Let’s say for this example your margin on sales was $3,000 for the year. The next step is to divide your Gross Margin Dollars by your average inventory value. In this example, that’s $3,000/$1,000. Thus your GMROI is 3. This means for every dollar you had in inventory, it returned to you $3.00.
Now here’s the cool part. We just calculated the GMROI for your entire store. What really matters is the GMROI for your departments. When you can measure departments (and even categories) for GMROI, it’s very easy to spot what items you need to convert to cash and not rerorder. The storewide GMROI is like dipping your toe in the water. Department and Category GMROI’s are like jumping in the pool to see what’s really going on. (Note: When I talk about category, this means these are the units that make up the departments. So a department of tools may have categories such as power tools, saw blades, screwdrivers, and so on)
Assuming you keep good records on your inventory you will find this to be handy. You will find departments that stick out like a giant, glowing and pulsating red dot in a sea of white – it will be that obvious. What’s more, when you compare year end results from one year to the next, you can easily see where you are or are not making progress.
Here are some important considerations you must know while working on this. First, if your business has seasonality to it, it’s difficult to measure GMROI on a moving average because seasonal sales or lack of them can skew your GMROI dramatically. You can’t make good data-driven decisions on skewed information. Thus, stick to doing a yearly one unless you’re super talented at statistics. Second, as you’re figuring your GMROI, your results are totally dependent on your data. If you have inaccurate numbers on inventory and margins, you cannot make a good business decision on GMROI. Your numbers must be accurate – period!
Now you know how to decide how to reduce or eliminate parts of your inventory. Yet, has it occurred to you how to get your GMROI higher? After all, when you get your GMROI higher and higher you have a great business that’s very marketable to interested buyers.
When you consider the formula, which is gross profit dollars and average inventory, then there are two things you can do to drastically improve your GMROI. We already know that lowering your average inventory is one of the keys. What about the gross profit dollars? If we can increase our margins we can also increase our GMROI. If we do both, it’s like we have a double-barrel retail shotgun! Although this article isn’t about increasing your margins, I will say take a close look at your variable pricing and see where you can get higher pricing. Also check if your pricing is too high on items that should obviously be modified. (ie. Do comparison shopping) Generally, the less that an item is a commodity, the more you can raise the price, within reason.
There is much more I would like to tell you about GMROI because it’s so important. I urge you to research and understand as much as you can about it.

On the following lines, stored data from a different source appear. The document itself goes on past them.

PR #742, opened 2019-03-13
Handle nullable parameters for callbacks as well

### LINKED ISSUE #741: Nullable parameters aren't handled in "user callbacks"
You can see it from https://github.com/gtk-rs/gtk/issues/797.

GuillaumeGomez:
Fixes #741.

You can see the result here: https://github.com/gtk-rs/gtk/pull/798

cc @EPashkin @sdroege

### DIFF
--- a/src/analysis/rust_type.rs
+++ b/src/analysis/rust_type.rs
@@ -51,6 +51,11 @@ pub fn rust_type(env: &Env, type_id: library::TypeId) -> Result {
                    library::Concurrency::None)
 }
 
+pub fn rust_type_nullable(env: &Env, type_id: library::TypeId, nullable: Nullable) -> Result {
+    rust_type_full(env, type_id, nullable, RefMode::None, ParameterScope::None,
+                   library::Concurrency::None)
+}
+
 pub fn rust_type_with_scope(
     env: &Env,
     type_id: library::TypeId,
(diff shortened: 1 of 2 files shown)


src/analysis/rust_type.rs
```diff
@@ -230,12 +235,19 @@ pub fn rust_type_full(
...
                 }
-                match rust_type(env, p.typ) {
+                match rust_type_nullable(env, p.typ, p.nullable) {
                     Ok(x) => {
                         let is_fundamental = p.typ.is_fundamental_type(env);
+                        let y = rust_type(env, p.typ).unwrap_or_else(|_| String::new());
                         s.push(format!("{}{}",
                                        if is_fundamental { "" } else { "&" },
-                                       if x != "GString" { x } else { "&str".to_owned() }));
+                                       if y != "GString" { x } else {
```
EPashkin: Maybe just `!ends_with("GString")` ?

src/analysis/rust_type.rs
```diff
@@ -230,12 +235,19 @@ pub fn rust_type_full(
...
+                                           if *p.nullable {
```
EPashkin: Please `else if` without `{` between

EPashkin:
@GuillaumeGomez Thanks, looks good but there some small nits

src/analysis/rust_type.rs
GuillaumeGomez: I don't think this is a good idea: if we ever have a type that for any reason ends with "GString" (because why not?), well, debugging will be complicated. :)

src/analysis/rust_type.rs
GuillaumeGomez: Good point!

GuillaumeGomez:
Updated.

src/analysis/rust_type.rs
```diff
@@ -250,12 +262,21 @@ pub fn rust_type_full(
...
-                                 if x != "GString" { &x } else { "String" },
-                                 concurrency),
+            let mut ret = match rust_type_nullable(env, f.ret.typ, f.ret.nullable) {
+                Ok(x) => {
+                    let y = rust_type(env, f.ret.typ).unwrap_or_else(|_| String::new());
+                    format!("{}({}) -> {}{}",
+                            closure_kind,
+                            s.join(", "),
+                            if y != "GString" { &x } else {
+                                if *f.ret.nullable {
```
EPashkin: Here `else if` too please

GuillaumeGomez: Woups, fixed as well!

sdroege:
The generated code looks good to me. Thanks for working on this :)

GuillaumeGomez:
I made the error, I fix it. Sounds reasonable. :)

EPashkin:
Thanks

GuillaumeGomez:
I'll send the regen PRs tomorrow.

PR #743, opened 2019-03-23
Fix doc generation

GuillaumeGomez:
cc @EPashkin


EPashkin:
Hm, I thought that "gir PR incoming I assume!" means you don't have time for this and added  #744 too.

EPashkin:
Your has lesser addition, but IMHO better use `is_totally_deprecated` as crate can have `deprecate_by_min_version = false`.
Whose PR will be main and changed?

GuillaumeGomez:
Ah crap. No, it litteraly meant that I was about to write a PR for it. ;)

GuillaumeGomez:
Well, yours is more complete so I'll close this one.

Issue #748, opened 2019-04-24
Cannot Generate Bindings From XML with <source-position> element


BrainBlasted:
Gir files can include the position of documentation in elements as of https://gitlab.gnome.org/GNOME/gobject-introspection/commit/925c3b875861e83d3d6808439b61e80fe5ee8b48

PR #750, opened 2019-04-24
parser: ignore source-position

BrainBlasted:
G-i now generates a source-position element, but for our
purposes we don't need it yet.

This allows us to generate bindings for libraries that
include it, closing https://github.com/gtk-rs/gir/issues/748


GuillaumeGomez:
Thanks! Looks good to me.

cc @EPashkin

EPashkin:
@BrainBlasted Thanks

Issue #727, opened 2019-02-23
gir does not convert dashes to spaces in tests


BrainBlasted:
```
error: crate name using dashes are not valid in `extern crate` statements
 --> libdazzle-sys/tests/abi.rs:5:14
  |
5 | extern crate libdazzle-sys;
  |              ^^^^^^^^^^^^^ dash-separated idents are not valid
help: if the original crate name uses dashes you need to use underscores in the code
  |
5 | extern crate libdazzle_sys;
  |                       ^

error: expected one of `::`, `;`, or `as`, found `-`
  --> libdazzle-sys/tests/abi.rs:14:14
   |
14 | use libdazzle-sys::*;
   |              ^ expected one of `::`, `;`, or `as` here

error: aborting due to 2 previous errors

```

Lastly, I promised you a valuable marketing tip and it is this. Advertising can be expensive and is often ineffective. Expensive does NOT equate to effective. In fact, I would argue the opposite is true. I would also argue that if it was expensive yet very effective, then it was actually inexpensive. That said, ask yourself what you can do to bring in customers that’s effective. Focus on effectiveness first. Ask others what they do that works. Hit me up for ideas too. How can you use the options you have and make them more effective (and inexpensive)? What options are you not using that are right under your nose? In future articles, I’ll offer you ideas I’m betting you’ve never used. See what you can come up with while you work diligently on your GMROI to get more money out of your inventory.